Братья переглянулись. Свекровь покачала головой:

— Врач запретил тебе выходить минимум неделю. А телефон… — она вздохнула. — Ты разбила его во время приступа. Мы заказали новый, привезут на днях.

Ложь. Я видела это по её глазам. Ни один мускул на лице не дрогнул, но глаза выдали — холодные, расчётливые.

— Я хочу выйти, — повторила я, поднимаясь со стула.

— Нет, Катя, — голос свекрови стал жёстче. — Тебе нельзя.

Игорь встал, загораживая путь к двери. Его лицо выражало напускную заботу, но поза была угрожающей. Я медленно обошла стол, двигаясь к выходу из кухни.

— Не глупи, Катя, — Станислав шагнул ко мне. — Мы же заботимся о тебе. Ты сейчас не в себе.

Я бросилась вперёд, оттолкнув его. Добежала до входной двери, схватилась за ручку, дёрнула. Заперто. Принялась лихорадочно шарить в кармане домашнего халата — ключи всегда были там. Пусто.

— Ищешь это? — Ольга Алексеевна стояла в дверном проёме гостиной, покачивая связкой ключей на пальце. — Больше они тебе не понадобятся.

— Что? — я замерла. — Что это значит?

— Это значит, — она сделала шаг вперёд, и её лицо изменилось — маска заботы спала, обнажив хищный оскал, — что мы поменяли все замки.
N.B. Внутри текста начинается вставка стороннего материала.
PR #8695, opened 2023-10-12
chore(ci): update Go version to 1.21

noahdietz:
Updates GitHub Action Go version to 1.21 where it wasn't already.

### DIFF
--- a/.github/workflows/vet.yml
+++ b/.github/workflows/vet.yml
@@ -16,7 +16,7 @@ jobs:
     - uses: actions/checkout@v3
     - uses: actions/setup-go@v4
       with:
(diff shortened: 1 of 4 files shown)


quartzmo (approved):

.github/workflows/vet.yml
```diff
@@ -16,7 +16,7 @@ jobs:
     - uses: actions/checkout@v3
     - uses: actions/setup-go@v4
       with:
-        go-version: '1.20'
+        go-version: '1.21'
```
codyoss, line 19: I see we do .x elsewhere, should be be consistent?

codyoss (approved):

Пока ты спала под снотворным.

И теперь этот дом снова принадлежит нашей семье.

— Но дом мой! — я почувствовала, как сердце бешено колотится. — По закону, по завещанию Андрея…

— Завещания больше нет, — её улыбка стала шире. — Как и документов о собственности с твоим именем. Но не волнуйся, мы не выгоним тебя на улицу. Можешь жить в гостевой комнате… Пока мы не решим иначе.

Братья встали позади неё — молчаливые стражи. Их лица были бесстрастными, как у манекенов.

— Вы не можете, — прошептала я. — Это незаконно. Я заявлю в полицию.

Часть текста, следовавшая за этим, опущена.